Kim Jin-muk plays the saxophone at dawn. He loves to perform music from the 1930s, as it represents the regret and sorrow of everyday people.

Kim Jin-muk is a pioneer of the Korean jazz scene, having established himself as a critic and music director of the genre over the past three decades.

But Kim is now focusing on re-establishing trot music, or traditional Korean pop ballads.

The jazz aficionado has been living on Dokgeo Hyeol Island, a deserted piece of land near Jindo, South Jeolla, to concentrate on producing music.

“Globalizing trot is the mission I want to fulfill for the rest of my life,” said Kim. “Trot music has the potential to impress a global audience. I’m into rearranging the tones so that it can appeal to a wider range of people.”

The critic added that his favorite trot music is from the 1930s.


Top: Kim Jin-muk smiles while gardening on Dokgeo Hyeol Island. Middle: The critic enjoys living frugally, cooking by using basic equipment in the corner of his room. Bottom: Kim arranges written drafts on his laptop.

To visit Kim, I had to go to Jindo Island in South Jeolla, near the site where more than 300 innocent lives were taken from us last month. Because of the Sewol tragedy, Paengmok Harbor was still unavailable to use, so I was told to take a passenger ferry from Seomang Harbor instead.
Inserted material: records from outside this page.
PR #3428, opened 2026-09-17
Add Meshnology W10 board support

tgies:
Add support for Meshnology W10 board, including display, PMU, RTC, GPS, and sensor support.

Written with reference to Meshtastic's implementation for the same board.

Radio is controlled through an MCP23017 IO expander and polled IRQs. RadioLib HAL for this variant adds a wrapper that polls DIO1. This necessitates adding virtual isIRQPending() and isRecvIRQPending() hooks so that this board can work without changing the path taken on boards that use the latched ISR flag. So, despite touching the RadioLib wrapper stuff, this should be no runtime change on unrelated boards.

RTC is overridden so that the PCF85063A is not auto-detected as the slightly different and incompatible PCF8563. Also adds some paranoid validation of RTC state to steer clear of a memory safety bug in RTCLib encountered during development.

Adds a bunch of new tests around this IO expander topology, peripherals, etc.


tgies:
Disclaimers:
- Meshnology gave me the hardware free of charge to develop this. I cold-emailed them offering to attempt the MeshCore port if they would provide hardware, to which they agreed. No contract or payment was involved, and I do not have any preexisting or ongoing relationship with the vendor.
- LLMs touched this (especially generating boilerplate test code). I am a qualified and experienced software engineer since the before-times and I have rigorously reviewed anything LLMs touched.
- Meshtastic's W10 support was consulted for information about hardware configuration and known hardware quirks. Care has been taken not to copy substantive implementation code from GPLv3 Meshtastic to MIT MeshCore.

After sailing for about 70 minutes, I arrived at Hyeol Island, which was abandoned several decades ago.

Kim’s earthen-floor room seemed to represent his simple perspective on life; there was a desk and a bed, along with a laptop and his beloved saxophone. No extravagant items existed in the room.

The musician said he uses solar power to generate electricity. No kitchen, no restroom. “I drink water by purifying rain water,” Kim said.

When asked about the inconveniences of such a lifestyle, Kim simply replied, “When you become too wealthy, you are bound to have a depraved mind. Thus we all need to let go of something to stay mentally healthy.”

Then he took me out to the beach, where he shared some of his stories related to music. Kim grew nostalgic talking about a drug peddler in his old neighborhood of Seochon, an old village in western Seoul.

“Those peddlers used to play the violin to lure buyers into our town. But, thinking about it, they were amazingly good players. It was truly unique in that they combined the melancholy traditional Korean sound with the Western instrument.”

Kim Jin-muk then offered me home-cooked vegetables mixed with rice for dinner and talked about his interest in Western music. “I’ve always been intrigued by African-American music from the United States,” said the music critic, explaining why he wrote the book, “History on the Cruelty Toward African Americans” (2011).

“I wanted as many people to empathize with their history and how the historical background gave rise to jazz in the United States. I particularly think that funeral bands in New Orleans played a significant role in developing jazz.”

“Music is my life, and my life is music,” remarked the 62-year-old, who still dreams of achieving much more in the Korean music scene.